§ **Your assignment**: Once a line is found to contain "projects", copy it out of the listing.

§ **Information supplied**:

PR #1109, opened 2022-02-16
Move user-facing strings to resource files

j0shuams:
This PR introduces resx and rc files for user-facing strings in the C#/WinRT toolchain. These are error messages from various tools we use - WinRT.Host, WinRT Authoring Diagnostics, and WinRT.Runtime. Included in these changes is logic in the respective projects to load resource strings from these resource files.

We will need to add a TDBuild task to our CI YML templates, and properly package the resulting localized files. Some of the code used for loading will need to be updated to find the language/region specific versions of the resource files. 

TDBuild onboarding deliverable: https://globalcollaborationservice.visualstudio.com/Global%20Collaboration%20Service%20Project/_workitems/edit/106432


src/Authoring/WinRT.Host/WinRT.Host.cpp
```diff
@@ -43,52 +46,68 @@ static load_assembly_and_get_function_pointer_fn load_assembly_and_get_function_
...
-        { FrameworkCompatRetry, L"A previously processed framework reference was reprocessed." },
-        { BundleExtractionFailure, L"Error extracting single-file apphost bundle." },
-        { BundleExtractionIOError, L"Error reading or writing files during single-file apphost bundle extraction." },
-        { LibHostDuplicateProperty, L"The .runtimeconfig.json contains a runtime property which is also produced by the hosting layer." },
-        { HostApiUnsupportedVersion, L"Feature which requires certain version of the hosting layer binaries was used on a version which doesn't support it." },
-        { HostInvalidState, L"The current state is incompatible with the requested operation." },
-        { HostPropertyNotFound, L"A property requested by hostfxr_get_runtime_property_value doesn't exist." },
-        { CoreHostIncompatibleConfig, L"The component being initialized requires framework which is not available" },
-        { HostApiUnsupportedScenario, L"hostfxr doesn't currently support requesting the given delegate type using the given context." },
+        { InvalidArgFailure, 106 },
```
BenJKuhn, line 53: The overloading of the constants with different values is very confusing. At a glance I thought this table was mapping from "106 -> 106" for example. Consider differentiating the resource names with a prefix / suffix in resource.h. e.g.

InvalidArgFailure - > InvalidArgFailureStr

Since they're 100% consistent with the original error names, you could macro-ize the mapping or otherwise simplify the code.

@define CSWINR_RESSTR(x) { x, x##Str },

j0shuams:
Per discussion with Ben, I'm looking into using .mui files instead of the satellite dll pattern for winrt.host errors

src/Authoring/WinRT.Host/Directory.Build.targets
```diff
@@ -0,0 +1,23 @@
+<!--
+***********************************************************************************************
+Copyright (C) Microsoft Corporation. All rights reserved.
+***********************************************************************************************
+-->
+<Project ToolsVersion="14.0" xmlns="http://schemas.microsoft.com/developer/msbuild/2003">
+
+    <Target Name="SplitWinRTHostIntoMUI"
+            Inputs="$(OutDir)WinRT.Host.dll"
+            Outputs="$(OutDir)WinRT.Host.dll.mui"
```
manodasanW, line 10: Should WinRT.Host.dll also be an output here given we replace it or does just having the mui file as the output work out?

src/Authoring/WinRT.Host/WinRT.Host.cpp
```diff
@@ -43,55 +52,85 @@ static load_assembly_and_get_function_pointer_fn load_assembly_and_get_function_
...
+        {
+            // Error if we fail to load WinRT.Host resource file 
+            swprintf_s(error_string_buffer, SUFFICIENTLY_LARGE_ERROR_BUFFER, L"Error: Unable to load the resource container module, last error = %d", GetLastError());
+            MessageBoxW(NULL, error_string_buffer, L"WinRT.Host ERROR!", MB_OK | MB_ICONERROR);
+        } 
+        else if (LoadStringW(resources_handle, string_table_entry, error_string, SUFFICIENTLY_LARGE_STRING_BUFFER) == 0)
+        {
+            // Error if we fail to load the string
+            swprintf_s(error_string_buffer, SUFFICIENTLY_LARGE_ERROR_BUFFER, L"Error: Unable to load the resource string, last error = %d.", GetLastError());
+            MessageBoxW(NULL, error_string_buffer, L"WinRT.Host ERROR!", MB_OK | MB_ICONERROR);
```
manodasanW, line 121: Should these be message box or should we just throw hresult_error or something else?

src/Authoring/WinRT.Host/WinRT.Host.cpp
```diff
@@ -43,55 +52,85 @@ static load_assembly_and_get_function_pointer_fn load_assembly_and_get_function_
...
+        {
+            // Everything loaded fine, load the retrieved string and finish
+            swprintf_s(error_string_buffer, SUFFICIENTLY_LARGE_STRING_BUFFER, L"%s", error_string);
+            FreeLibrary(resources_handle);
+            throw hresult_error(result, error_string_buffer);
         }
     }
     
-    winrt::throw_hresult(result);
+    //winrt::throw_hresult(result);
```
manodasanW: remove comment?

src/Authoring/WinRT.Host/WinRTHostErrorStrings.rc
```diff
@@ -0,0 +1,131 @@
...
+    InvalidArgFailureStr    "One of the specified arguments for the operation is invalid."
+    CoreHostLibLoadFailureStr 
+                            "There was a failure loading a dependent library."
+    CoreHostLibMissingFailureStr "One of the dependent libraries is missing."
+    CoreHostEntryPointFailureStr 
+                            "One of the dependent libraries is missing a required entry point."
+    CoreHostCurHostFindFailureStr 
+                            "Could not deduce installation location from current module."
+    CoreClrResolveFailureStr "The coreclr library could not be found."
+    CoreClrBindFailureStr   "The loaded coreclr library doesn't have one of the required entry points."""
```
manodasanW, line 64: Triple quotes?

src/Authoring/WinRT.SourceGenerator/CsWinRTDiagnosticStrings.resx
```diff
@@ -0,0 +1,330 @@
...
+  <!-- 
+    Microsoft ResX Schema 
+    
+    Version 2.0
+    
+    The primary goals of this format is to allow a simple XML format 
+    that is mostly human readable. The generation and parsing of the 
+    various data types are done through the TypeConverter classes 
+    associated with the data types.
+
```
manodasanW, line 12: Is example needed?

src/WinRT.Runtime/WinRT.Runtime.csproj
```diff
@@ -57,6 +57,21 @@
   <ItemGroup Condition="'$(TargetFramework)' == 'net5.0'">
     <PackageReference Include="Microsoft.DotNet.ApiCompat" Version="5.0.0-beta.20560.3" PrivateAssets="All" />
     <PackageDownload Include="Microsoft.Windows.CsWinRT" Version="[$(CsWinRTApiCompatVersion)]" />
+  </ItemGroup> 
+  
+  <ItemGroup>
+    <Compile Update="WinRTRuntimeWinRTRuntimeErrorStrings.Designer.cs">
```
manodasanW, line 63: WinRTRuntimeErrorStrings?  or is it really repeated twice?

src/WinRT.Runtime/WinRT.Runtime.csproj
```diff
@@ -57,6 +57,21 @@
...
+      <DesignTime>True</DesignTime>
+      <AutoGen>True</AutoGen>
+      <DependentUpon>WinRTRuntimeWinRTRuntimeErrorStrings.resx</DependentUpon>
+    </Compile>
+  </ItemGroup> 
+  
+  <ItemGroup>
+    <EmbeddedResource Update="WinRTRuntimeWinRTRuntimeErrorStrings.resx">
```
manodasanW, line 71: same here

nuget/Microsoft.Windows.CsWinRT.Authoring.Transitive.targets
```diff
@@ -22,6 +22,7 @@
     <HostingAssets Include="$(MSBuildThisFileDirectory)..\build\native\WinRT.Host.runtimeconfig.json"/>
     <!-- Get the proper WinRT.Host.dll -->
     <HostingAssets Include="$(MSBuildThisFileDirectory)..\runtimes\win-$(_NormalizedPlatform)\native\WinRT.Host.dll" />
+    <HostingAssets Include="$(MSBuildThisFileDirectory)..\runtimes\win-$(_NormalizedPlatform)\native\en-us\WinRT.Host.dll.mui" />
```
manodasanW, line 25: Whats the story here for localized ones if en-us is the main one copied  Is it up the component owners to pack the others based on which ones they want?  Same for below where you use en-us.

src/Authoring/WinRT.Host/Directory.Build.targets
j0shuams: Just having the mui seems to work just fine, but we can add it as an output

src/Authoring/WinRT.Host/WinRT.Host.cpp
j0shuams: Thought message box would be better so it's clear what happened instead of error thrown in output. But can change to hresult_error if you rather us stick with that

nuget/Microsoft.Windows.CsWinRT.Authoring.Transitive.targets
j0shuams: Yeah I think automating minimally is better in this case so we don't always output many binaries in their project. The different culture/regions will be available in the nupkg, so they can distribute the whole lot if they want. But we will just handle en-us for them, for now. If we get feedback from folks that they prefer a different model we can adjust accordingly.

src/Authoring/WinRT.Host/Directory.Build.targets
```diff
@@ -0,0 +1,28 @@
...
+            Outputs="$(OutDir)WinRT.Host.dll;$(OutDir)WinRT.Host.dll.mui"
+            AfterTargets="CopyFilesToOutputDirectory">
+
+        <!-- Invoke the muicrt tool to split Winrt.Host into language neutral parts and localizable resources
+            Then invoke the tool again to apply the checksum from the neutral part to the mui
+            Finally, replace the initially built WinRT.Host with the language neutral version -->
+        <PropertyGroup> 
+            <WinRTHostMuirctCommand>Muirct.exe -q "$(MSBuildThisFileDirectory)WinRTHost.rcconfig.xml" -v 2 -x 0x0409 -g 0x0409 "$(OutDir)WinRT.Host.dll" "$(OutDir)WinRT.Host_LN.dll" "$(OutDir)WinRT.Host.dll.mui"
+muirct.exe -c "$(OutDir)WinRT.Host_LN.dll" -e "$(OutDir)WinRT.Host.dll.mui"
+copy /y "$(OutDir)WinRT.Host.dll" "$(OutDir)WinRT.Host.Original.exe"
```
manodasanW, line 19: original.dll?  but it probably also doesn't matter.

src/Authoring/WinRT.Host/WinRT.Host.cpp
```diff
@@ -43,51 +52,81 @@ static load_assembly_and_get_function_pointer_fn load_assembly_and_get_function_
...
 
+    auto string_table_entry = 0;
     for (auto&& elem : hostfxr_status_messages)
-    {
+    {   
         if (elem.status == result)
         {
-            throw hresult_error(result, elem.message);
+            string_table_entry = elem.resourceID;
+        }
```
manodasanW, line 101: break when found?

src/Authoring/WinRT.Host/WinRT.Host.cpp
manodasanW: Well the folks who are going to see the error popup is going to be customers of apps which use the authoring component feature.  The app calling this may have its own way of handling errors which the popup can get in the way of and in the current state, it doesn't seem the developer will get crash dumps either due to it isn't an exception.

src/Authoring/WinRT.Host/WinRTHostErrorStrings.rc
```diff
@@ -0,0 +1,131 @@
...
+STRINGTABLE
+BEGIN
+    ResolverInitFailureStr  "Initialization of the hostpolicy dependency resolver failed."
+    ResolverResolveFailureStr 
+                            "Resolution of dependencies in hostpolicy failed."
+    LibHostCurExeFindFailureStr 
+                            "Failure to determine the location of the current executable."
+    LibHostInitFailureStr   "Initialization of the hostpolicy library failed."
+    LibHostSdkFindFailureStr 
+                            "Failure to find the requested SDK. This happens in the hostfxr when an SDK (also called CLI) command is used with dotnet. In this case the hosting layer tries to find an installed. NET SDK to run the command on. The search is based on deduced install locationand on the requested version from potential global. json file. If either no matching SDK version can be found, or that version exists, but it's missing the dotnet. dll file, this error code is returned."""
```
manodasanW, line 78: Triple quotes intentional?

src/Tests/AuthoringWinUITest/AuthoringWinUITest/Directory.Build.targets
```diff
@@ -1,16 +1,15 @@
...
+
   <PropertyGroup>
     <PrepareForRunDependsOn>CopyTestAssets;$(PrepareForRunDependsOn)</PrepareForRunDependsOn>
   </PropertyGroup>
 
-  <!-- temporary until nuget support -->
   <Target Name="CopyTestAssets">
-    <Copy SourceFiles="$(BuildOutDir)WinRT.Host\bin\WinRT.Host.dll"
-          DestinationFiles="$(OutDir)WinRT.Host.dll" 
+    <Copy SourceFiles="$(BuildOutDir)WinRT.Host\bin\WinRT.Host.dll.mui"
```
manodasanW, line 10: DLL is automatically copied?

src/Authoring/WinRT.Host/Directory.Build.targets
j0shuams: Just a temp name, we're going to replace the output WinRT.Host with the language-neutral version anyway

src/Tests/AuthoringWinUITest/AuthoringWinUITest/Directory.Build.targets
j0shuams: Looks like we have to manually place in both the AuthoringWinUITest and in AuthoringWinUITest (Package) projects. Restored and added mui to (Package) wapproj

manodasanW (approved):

§ **Written response**:
This PR introduces resx and rc files for user-facing strings in the C#/WinRT toolchain. These are error messages from various tools we use - WinRT.Host, WinRT Authoring Diagnostics, and WinRT.Runtime. Included in these changes is logic in the respective projects to load resource strings from these resource files.
j0shuams: Looks like we have to manually place in both the AuthoringWinUITest and in AuthoringWinUITest (Package) projects. Restored and added mui to (Package) wapproj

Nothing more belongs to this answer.